Chicoric acid (CA) binding to SARS-CoV-2 N protein CTD changes the topology and electrostatic character of the putative RNA-binding region with implications to RNA binding. (A) N protein CTD electrostatic potential with red and blue colors indicating negative and positive potentials, respectively (please refer to the electrostatic scale bar). The positively charged groove, formed by Lys256, Lys257, Lys259 Lys261 and Arg262, is thought to contribute for RNA binding. (B) The positively charged groove depicted in panel A extends towards the CA-binding pocket through Arg259, Arg276, Arg277 and Arg293. The eletrostacic potentials calculated from the CA-N protein CTD (PDB ID 7UXZ) and native N protein CTD (PDB ID 7UXX) crystal structures are shown. Figures and electrostatic potential were generated with Pymol (Schroedinger Inc.). (C,D) Structural alignment between the CTD-CA complex and a model of the N protein complexed with an RNA. The CTD chain (grey cartoon) complexed with CA (orange sticks) was superposed to two CTD chains from a N protein model complexed with RNA (cyan), which shows two distinct RNA-binding modes. In the first alignment (C), the CA molecule fully occupies the predicted RNA-binding site, whereas in the second alignment (D), the CA site is near the RNA-binding site. In both scenarios CA should interfere in N protein binding to RNA. (E) CTD residues that underwent chemical shift changes (shown as sticks and dots) upon CA binding in the HSQC experiment, here mapped on the CTD crystal structure binding CA. Residues discussed in the text are labelled. Ala-336 and Lys-338 (labelled in blue) are form the second protomer of the CTD dimer.

Figure 6

Anti-SARS-CoV-2 activity of CA in cell assays. In vitro replication assays performed in Vero CCL81 (A) and Calu-3 (B) cells. Cells were infected with SARS-CoV-2 for 1 h and later incubated with fresh media containing CA at 25 µM or 100 µM. The viral load was quantified by the plaque assay (PFU/ml) in the cell supernatants collected 48 h post-infection. (C) Virucidal assays performed in Vero CCL-81 cells, where SARS-CoV-2 particles were incubated with CA at 25 µM or 100 µM for 1 h and then used to infect the cells for 1 h.
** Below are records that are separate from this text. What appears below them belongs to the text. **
PR #1089, opened 2023-08-02
CED-800: update EsAccordion to use heading tags

suleiy:
### 🔗 Linked issue

- https://energysage.atlassian.net/browse/CED-800

### ❓ Type of change

### 📚 Description

- Update EsAccordion to use heading tags
    - Accepts a headingTag parameter that defaults to 'h3'
    - Includes a <button> tag,  positioned over on top of the 'h3' tag  and contains hidden text to show 'collapse' or 'expand'

### 🥼 Testing

- Updated the EsAccordionList.spec.js test file

- I'm unsure about how the button should include hidden text. Currently, I have the 'collapse/expand' texts in a span and hidden display.

### 📝 Checklist


es-vue-base/src/lib-components/EsAccordion.vue
```diff
@@ -1,18 +1,24 @@
...
+                    'EsAccordion-heading--visible': isVisible,
+                }">
                 <slot name="title" />
                 <icon-chevron-down class="EsAccordion-icon flex-shrink-0 ml-200" />
-            </es-button>
+            </component>
+            <button
+                class="EsAccordion-button position-absolute w-100 h-100 border-0 bg-transparent"
+                @click="handleClick">
+                <span class="d-none">{{ isVisible ? 'collapse' : 'expand' }}</span>
```
ericdouglaspratt, line 20: If we replace the `d-none` here with the `sr-only` class, this text will be readable by screen readers, but still visually hidden, via some `position: absolute` magic. Screen readers don't read out elements that are `display: none`.

es-vue-base/src/lib-components/EsAccordion.vue
```diff
@@ -1,18 +1,24 @@
...
     <div class="EsAccordion border-bottom border-light rounded-bottom">
-        <header role="tab">
-            <es-button
-                class="EsAccordion-button h-auto align-items-center d-flex font-weight-bold justify-content-between px-100 px-sm-200 py-100 rounded-0 text-body text-left text-decoration-none w-100"
+        <header
+            role="tab"
+            class="position-relative d-inline-block w-100">
+            <component
+                :is="headingTag"
+                class="EsAccordion-heading mb-0 h-auto align-items-center d-flex font-weight-bold justify-content-between px-100 px-sm-200 py-100 rounded-0 text-body text-left text-decoration-none"
```
ericdouglaspratt, line 8: A couple things here:
- Some of these utility classes were only here to override certain EsButton styles (at least `h-auto`, `font-weight-bold`, `rounded-0`, `text-left`, `text-decoration-none`, I believe), and we may no longer need them. Can we remove the unnecessary ones?
- Changing the default to an `<h3>` is appropriate, but it does dramatically change the rendered text size on desktop. [CED-799](https://energysage.atlassian.net/browse/CED-799) will solve for the ability to pass in a `variant` prop to customize the font size, among other styling, but in order to minimize breaking visual changes in this PR (and set up what will be needed for the `'default'` variant, let's set `font-size-100` here to keep it the same size it was before.

es-vue-base/src/lib-components/EsAccordion.vue
```diff
@@ -1,18 +1,24 @@
 <template>
     <div class="EsAccordion border-bottom border-light rounded-bottom">
-        <header role="tab">
-            <es-button
-                class="EsAccordion-button h-auto align-items-center d-flex font-weight-bold justify-content-between px-100 px-sm-200 py-100 rounded-0 text-body text-left text-decoration-none w-100"
+        <header
+            role="tab"
+            class="position-relative d-inline-block w-100">
```
ericdouglaspratt, line 5: Would removing the `d-inline-block w-100` still work, as I believe the `<header>` tag would render at its default `display: block` and go the full width? If so, could be simpler.

es-design-system/pages/molecules/es-accordion.vue
```diff
@@ -353,11 +349,15 @@ export default {
                         EsAccordionList to signify that this item should start out expanded.
                     `,
                 },
+                {
+                    name: 'headingTag',
+                    description: `
+                        Defaults to h3. The tag used can be customized as needed.
+                        For example, if the accordion is used within a section that is already under an <h3>, it may need to be an h4.
```
ericdouglaspratt, line 356: I'm seeing a line length warning on this line, probably just need to line break mid-way through.

ericdouglaspratt (changes requested):
Nice work! A couple things.

suleiy:
Made changes to add transition to the header and also add/remove classes, thanks!

ericdouglaspratt (changes requested):
Looks awesome - just one item on reduced motion and this should be good to go.

ericdouglaspratt (approved):
Nice work!

PR #1131, opened 2023-08-08
refactor: allow constrained es-support-card

lgeggleston:
### 🔗 Linked issue

https://energysage.atlassian.net/browse/CED-635 (Change will then be used in `es-cms-articles`)

### ❓ Type of change

### 🥼 Testing

- Tested appearance in all viewports; current default examples are unaffected and constrained example looks reasonable.

- The Figma design for the constrained version of this module does look slightly different; it uses a 75x75px version of the image which is also not centered.  However due to the way this image display is implemented, the fact we allow a slot for it, and the mobile version showing the 100px image regardless, I thought that particular difference would require more refactoring than it's worth.  If that's not the case, I can log a ticket to investigate matching more exactly.

### 📝 Checklist

### DIFF
--- a/es-design-system/pages/organisms/es-support-card.vue
+++ b/es-design-system/pages/organisms/es-support-card.vue
@@ -59,9 +59,74 @@
         </div>
         <div class="mb-450">
             <h2>
+                Constrained
+            </h2>
+            <p class="mb-200">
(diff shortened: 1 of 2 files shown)


mpleroux (approved):
This looks like a good compromise. I guess we could center the constrained version in very wide viewports?

PR #1499, opened 2024-08-28
fix: vite version

tomleo:
### 🔗 Linked issue

https://energysage.atlassian.net/browse/CED-1830

### ❓ Type of change

### 📚 Description

There seems to be some instability around vite optimizations for certain versions of vite & nuxt. This PR sets an explicit vite version and adds an explicit `optimizeDeps` argument to avoid slow optimization loops during local-dev.

### 🥼 Testing

- Local Dev

- Has anyone else run into this issue yet?

### 📝 Checklist


es-ds-docs/nuxt.config.ts
```diff
@@ -10,4 +10,27 @@ export default defineNuxtConfig({
 
     // https://nuxt.com/docs/getting-started/deployment#static-hosting
     ssr: true,
+
+    // Per suggestion from https://github.com/nuxt/nuxt/issues/26783#issuecomment-2058966800
+    // See also:
+    // - https://github.com/nuxt/nuxt/issues/24196#issuecomment-1853870504
+    vite: {
+        optimizeDeps: {
+            include: [
```
tomleo, line 19: This list would eventually include all primevue components we're wrapping, and could be moved into the `es-ds-components` later.

nathanielwarner (commented):
This does seem to fix that annoying issue where dependencies have to get optimized during load.. perhaps `@vuelidate/core, @vuelidate/validators` should be added as well since I see those. But also, maybe we should be updating Nuxt instead? The latest version of Nuxt has a dependency on the new version of Vite you're specifying, so we get that "for free" and avoid any incompatibilities between the old version of Nuxt and the new version of Vite.

nathanielwarner (approved):
Awesome! 👍 Loving the increased performance

PR #1502, opened 2024-08-29
feat: updated default layout to match normal max width; created fullWidthComponent layout for edge cases

ericdouglaspratt:
### 🔗 Linked issue

- n/a

### ❓ Type of change

### 📚 Description

- In order to better be a showcase and example for all EnergySage teams on how our layout and max-width container works, most pages on the design system site should adhere to our own max width container conventions
- When I originally added the side nav at larger breakpoints, I deliberately broke it out of the container so that the organisms that are intended to render at full width (e.g. CTA banner, support card) are able to be previewed in a manner like how they're supposed to appear on a page - however there are a limited number of these edge cases such that this behavior should not be the default layout - I've restored the default layout to a normal max width container and preserved the container breakout of the side nav in the fullWidthComponent layout for use when we build those organism pages
- Also fixed top padding on mobile

### Before
Screen Shot 2024-08-29 at 3 04 47 PM

### After
Screen Shot 2024-08-29 at 3 04 59 PM

### 🥼 Testing

- Tested locally

- Overall

### 📝 Checklist

### DIFF
--- a/es-ds-docs/layouts/default.vue
+++ b/es-ds-docs/layouts/default.vue
@@ -1,24 +1,22 @@
 <template>
-    <div>
-        <div class="d-flex justify-content-center">
-            <div class="ds-side-nav d-none d-xl-block flex-shrink-0 p-100">
-                <ds-link-list />
-            </div>
-            <b-container class="pt-xl-100 mx-0">
-                <b-row class="mb-100">
-                    <b-col cols="12">
+    <div class="d-flex justify-content-center">
+        <b-container class="pt-100 mx-0">
+            <b-row>
+                <b-col class="d-none d-xl-block" xl="3">
+                    <div class="ds-side-nav flex-shrink-0">
+                        <ds-link-list />
+                    </div>
+                </b-col>
+                <b-col xl="9">
+                    <div class="mb-100">
                         <es-breadcrumbs :items="breadcrumbs" />
-                    </b-col>
-                </b-row>
-                <b-row>
-                    <b-col
-                        class="mb-300"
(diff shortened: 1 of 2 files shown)


hroth1994:
👀

es-ds-docs/layouts/default.vue
```diff
@@ -1,24 +1,22 @@
...
-    <div>
-        <div class="d-flex justify-content-center">
-            <div class="ds-side-nav d-none d-xl-block flex-shrink-0 p-100">
-                <ds-link-list />
-            </div>
-            <b-container class="pt-xl-100 mx-0">
-                <b-row class="mb-100">
-                    <b-col cols="12">
+    <div class="d-flex justify-content-center">
+        <b-container class="pt-100 mx-0">
```
hroth1994, line 3: The `16px` margin was coming from the top nav before, so just making a note we'll need to remove `mb-100` from that element when it gets added back.

hroth1994 (approved):
left 1 comment but LGTM! 🌟

es-ds-docs/layouts/default.vue
ericdouglaspratt: Yeah we were using the default styling of Bootstrap Vue's navbar component before, which I'm not sure we should put effort into bringing forward into ESDS 3.0, as we have no Figma designs for it. Breadcrumbs and category pages may be enough to navigate on mobile, but once we put more thought into navs in general (and potentially rebuild the EsNavBar to be accessible), we may discover some better PrimeVue tools we can use for this.

PR #1504, opened 2024-08-29
CED-1748: esPagination primeVue component

lgeggleston:
### 🔗 Linked issue

https://energysage.atlassian.net/browse/CED-1748

### ❓ Type of change

### 📚 Description

- Pagination component based on [primeVue paginator](https://v3.primevue.org/paginator)
- corresponding documentation page
- Updated styles using Passthrough, which could be simplified because there were less layers than Bootstrap pagination, and also removed some styles that would no longer be used (i.e. for page # buttons since we are replacing with "X of Y" display)

-

### 📝 Checklist


nathanielwarner:
👀

es-ds-components/components/es-pagination.vue
```diff
@@ -0,0 +1,46 @@
+<template>
+    <Paginator
```
nathanielwarner, line 2: Nit: We don't yet have linting set up, but can we switch this to kebab-case like the rest of the components? i.e. `<paginator>`

es-ds-components/components/es-pagination.vue
```diff
@@ -0,0 +1,46 @@
...
+        v-bind="$attrs"
```
nathanielwarner, line 3: Another nit: v-bind attrs is unnecessary [because there's only one root element](https://vuejs.org/guide/components/attrs#attribute-inheritance)

es-ds-docs/pages/molecules/pagination.vue
```diff
@@ -0,0 +1,56 @@
...
+            <ul
+                id="paginated-list">
+                <li
+                    v-for="item in items.slice(first, first + perPage)"
+                    :key="item">
+                    {{ item }}
+                </li>
+            </ul>
+            <es-pagination
+                v-model:first="first"
```
nathanielwarner, line 22: So currently people just pass a v-model with the current page, rather than the "first" which corresponds to the record number that's at the start of the current page. How would you feel about matching the existing API we have for pagination? Our best practices are still being developed, but the [current guidance](https://energysage.atlassian.net/wiki/spaces/CED/pages/1009025072/PrimeVue+and+Nuxt+3+implementation+guide#General-guidance) is "to provide a wrapper component of the same name in ESDS 3.0 that matches the props API of the original component... The only exception to this is if creating an ESDS-2.0-style wrapper component around a PrimeVue component would be so different from how the PrimeVue component works as to take a long time or be overly complex."

I'm happy to strategize with you on this- I think it would just be a matter of defining a model on `es-pagination` which would then be translated to and from PrimeVue's format based on the number of items per page.

es-ds-docs/pages/molecules/pagination.vue
```diff
@@ -0,0 +1,56 @@
...
+                :total-rows="rows"
+                :per-page="perPage"
+                list-id="paginated-list"
+                align="center" />
+        </div>
+
```
nathanielwarner, line 28: Could we provide the props documentation here? That's especially important if we do change the API in any way.

nathanielwarner (commented):
Nice work on this! I think the styling and layout is a positive change. The main thing I'm not sure about is the API, though after doing a search through GitHub I see that actually there's only 3 downstream usages of `<es-pagination>`, so changing the API might be fine if it takes a non-trivial amount of time to match the existing one. I do think we should at least document how to use it though.

nathanielwarner (commented):
Oh and one more thing- can we include `primevue/paginator` in nuxt.config.ts, in the vite -> optimizeDeps -> include, so that we don't get that annoying `✨ new dependencies optimized: primevue/paginator` that reloads the page repeatedly when spinning up the dev server?

es-ds-components/components/es-pagination.vue
lgeggleston: ah good point

es-ds-docs/pages/molecules/pagination.vue
lgeggleston: That's fair! I was originally thinking it should be a really easy switch downstream, but it's also not nothing and would require the arithmetic to change for how list items are displayed.  Implemented by defining a model for `currentPage` from the parent and setting up reactivity as you suggested

es-ds-docs/pages/molecules/pagination.vue
lgeggleston: Good idea! added

lgeggleston:
Thanks for suggestions! Updated to match the current API in terms of the `v-model` input, so it shouldn't require changes downstream. 
@nathanielwarner one more question - I tested that I can navigate and click the prev/next buttons using keyboard, but  is there anything else you would suggest checking accessibility-wise?

es-ds-components/components/es-pagination.vue
```diff
@@ -0,0 +1,59 @@
...
+        :aria-controls="listId"
+        :pt="passThrough">
+        <template #prevpagelinkicon><IconChevronLeft /></template>
+        <template #nextpagelinkicon><IconChevronRight /></template>
+    </paginator>
+</template>
+
+<script setup lang="ts">
+import Paginator from 'primevue/paginator';
+import { ref, watch } from 'vue';
```
nathanielwarner, line 18: Nit: We don't need to import `ref` and `watch`

PR #1512, opened 2024-09-04
Ced 1746 es carousel

hroth1994:
### 🔗 Linked issue

https://energysage.atlassian.net/browse/CED-1746

### ❓ Type of change

### 📚 Description

Putting a PR up to get initial feedback on the new EsCarousel component that uses PrimeVue's Carousel. I'm still working on getting a few things working (see Feedback section).

### 🥼 Testing

Tested locally on http://localhost:8500/molecules/carousel - rotated through the carousel on different viewports and pausing autoplay

A few things I'm still trying to get working:
- Getting the carousel to append the first element at the end rather than restarting the carousel
- When stopping autoplay, stay in the same position rather than restarting the carousel
- Refreshing shows a different order of items

### 📝 Checklist

### DIFF
--- a/es-ds-components/components/es-carousel.vue
+++ b/es-ds-components/components/es-carousel.vue
@@ -1,0 +1,61 @@
+
+<script setup lang="ts">
+import Carousel from 'primevue/carousel';
+
+const responsiveOptions = ref([
+    {
+        breakpoint: '1400px',
+        numVisible: 2,
+        numScroll: 1
+    },
+    {
+        breakpoint: '1199px',
+        numVisible: 3,
+        numScroll: 1
+    },
+    {
+        breakpoint: '767px',
+        numVisible: 2,
+        numScroll: 1
+    },
+    {
+        breakpoint: '575px',
+        numVisible: 1,
+        numScroll: 1
+    }
+]);
+
+
+defineProps({
+    items: {
+        type: Array,
+        default: [],
+        required: true,
+    },
+});
+
+</script>
+
+<template>
+    <Carousel :value="items" :numVisible="3" circular :pt="{
+            itemsContent: {
+                style: 'overflow: hidden;',
+            },
+            itemsContainer: {
+                class: 'd-flex',
+            },
+            item: {
+                class: 'm-1',
+            }
+        }">
+        <template #item="slotProps">
+            <es-card :style="{ width: '400px' }" class="h-100 flex align-items-center justify-content-center">
+                {{ slotProps.data }}
+            </es-card>
+        </template>
+    </Carousel>
+</template>
+
+<style lang="scss" scoped>
+
+</style>
--- a/es-ds-components/components/es-carousel.vue
+++ b/es-ds-components/components/es-carousel.vue
@@ -3,30 +3,48 @@
 import Carousel from 'primevue/carousel';
 
 const responsiveOptions = ref([
+// (xs: 0, sm: 576px, md: 768px, lg: 992px, xl: 1200px)
     {
-        breakpoint: '1400px',
-        numVisible: 2,
+        breakpoint: '1199px',
+        numVisible: 5,
         numScroll: 1
     },
     {
-        breakpoint: '1199px',
-        numVisible: 3,
+        breakpoint: '991px',
+        numVisible: 4,
         numScroll: 1
     },
     {
         breakpoint: '767px',
-        numVisible: 2,
+        numVisible: 3,
         numScroll: 1
     },
     {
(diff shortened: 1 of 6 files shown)


tomleo:
👀

es-ds-components/components/es-carousel.vue
```diff
@@ -0,0 +1,160 @@
...
+        default: () => [],
+        required: true,
+    },
+});
+
+const autoplayInterval = ref(props.autoscroll ? 3000 : 0);
+const key = ref('');
+
+const stopAutoplay = () => {
+    if (props.autoscroll) {
```
tomleo, line 51: Could this be `if(autoplayInterval.value > 0)` to ensure it will always `stopAutoPlay`?

es-ds-components/components/es-carousel.vue
```diff
@@ -0,0 +1,160 @@
...
+        autoplayInterval.value = 0;
+        key.value = 'stopAutoplay';
+    }
+};
+
+onMounted(() => {
+    document.addEventListener('keyup', (e) => {
```
tomleo, line 58: Without event delegation, could this potentially capture other `keyup` events? Could we use a vue [@keyup.enter=](https://vuejs.org/guide/essentials/event-handling.html#key-modifiers)?

es-ds-docs/pages/molecules/carousel.vue
```diff
@@ -0,0 +1,209 @@
+<script setup lang="ts">
+const items = ref([
+    {
+        image_url:
+            'https://edge.disstg.commercecloud.salesforce.com/dw/image/v2/BDDP_STG/on/demandware.static/-/Sites-masterCatalog/default/Products/I-PUPEVCHAR-NEMA.jpg',
+        model_name: 'Wallbox Pulsar Plus 40A',
+        price: '$649.00',
+        productUrl: 'https://equipment.energysage.com/ev-chargers/PUP1-U-1-5-N-002-A',
```
tomleo, line 8: Could we use fake data here for the example? We could use something like https://placekitten.com/ to generate images in the sizes we need.

tomleo (commented):
Looking good! A few comments inline.

Also I think a Carousel might be better [categorized as an Organism](https://atomicdesign.bradfrost.com/chapter-2/#organisms) given it's composed of other molecules

es-ds-components/components/es-carousel.vue
nathanielwarner: > Could we use a vue [@keyup.enter=](https://vuejs.org/guide/essentials/event-handling.html#key-modifiers)?

Unfortunately no, because it needs to capture the escape key pressed while focus is anywhere on the page

nathanielwarner (commented):
My one suggestion at this point is to add `primevue/carousel` to the `optimizeDeps` in the nuxt config in `es-ds-components`, to stop the annoying auto-refresh while loading

nathanielwarner (commented):
I like the cats! Other than merge conflicts, I think the issues you identified are the only ones I see. Do you think it's gonna be possible to address them with the PrimeVue carousel? I guess it's a product question as to whether it's acceptable, but they don't affect our current carousels.

es-ds-docs/nuxt.config.ts
```diff
@@ -8,5 +8,5 @@ export default defineNuxtConfig({
     // https://nuxt.com/docs/getting-started/deployment#static-hosting
     ssr: true,
 
-    modules: ['./modules/auto-import-eslint.ts'],
+    modules: ['./modules/auto-import-eslint.ts', '@nuxt/image'],
```
tomleo, line 11: Could `@nuxt/image` live in the `es-ds-components` layer?

tomleo (approved):
Looks good, only question is where `nuxt/image` should live (in the layer or in the docs)

es-ds-docs/nuxt.config.ts
ericdouglaspratt: Maybe, but it is possible to use design system components in a micro frontend without needing nuxt image, so maybe we'd better leave that up to downstream repos. I'd guess _most_ downstream repos would end up using nuxt image, but maybe not all.

hroth1994:
> I like the cats! Other than merge conflicts, I think the issues you identified are the only ones I see. Do you think it's gonna be possible to address them with the PrimeVue carousel? I guess it's a product question as to whether it's acceptable, but they don't affect our current carousels.

I think it could be possible with more investigation, and I'm also curious to see if it's improved in the next version.

PR #1518, opened 2024-09-10
feat: v3 slider

mpleroux:
### 🔗 Linked issue

[CED-1755: Create v3 EsSlider using PrimeVue](https://energysage.atlassian.net/browse/CED-1755)

### ❓ Type of change

### 📚 Description

- New Slider component extended from [PrimeVue Slider](https://v3.primevue.org/slider/)
- Recreated styling from v2 Slider using pass through styles
- Created a [fake tooltip](https://github.com/primefaces/primevue/issues/1895#issuecomment-1573486729) using `::before` pseudo-element

### 🥼 Testing

- Tested locally at http://localhost:8500/molecules/slider

### 📝 Checklist


es-ds-components/components/es-slider.vue
```diff
@@ -0,0 +1,107 @@
...
+});
+
+// allow use of v-model on this component
+const model = defineModel<number>();
+</script>
+
+<template>
+    <div class="mb-3">
+        <slider
+            v-model="model"
```
hroth1994, line 36: `min`, `max`, and `step` need to be included as props

es-ds-components/components/es-slider.vue
```diff
@@ -0,0 +1,107 @@
+<script setup lang="ts">
+import Slider from 'primevue/slider';
+
+defineProps({
+    min: {
+        type: Number,
+        required: true,
+        default: 0,
+    },
+    max: {
```
hroth1994, line 10: I don't think it's a good idea to change the props that this component is expecting.
https://github.com/search?q=org%3AEnergySage%20esslider&type=code

es-ds-docs/pages/molecules/slider.vue
```diff
@@ -0,0 +1,63 @@
...
+    const docSource = await import('./slider.vue?raw');
+    /* eslint-enable import/no-webpack-loader-syntax, import/no-self-import */
+
+    compCode.value = $prism.normalizeCode(compSource.default);
+    docCode.value = $prism.normalizeCode(docSource.default);
+    $prism.highlight();
+}
+
+const propTableRows = [
+    ['min', 'Number', 'true', 'Minimum value of slider.'],
```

The viral load was quantified using the plaque assay to assess the infectious viral progeny. DMSO at 0.2% final concentration was used as control. p ≤ 0.05 (*), p ≤ 0.01 (**), p ≤ 0.001 (***). Results are expressed as individual values (n = 8 for replication assay and n = 4 for virucidal assay) with mean +/− standard deviation.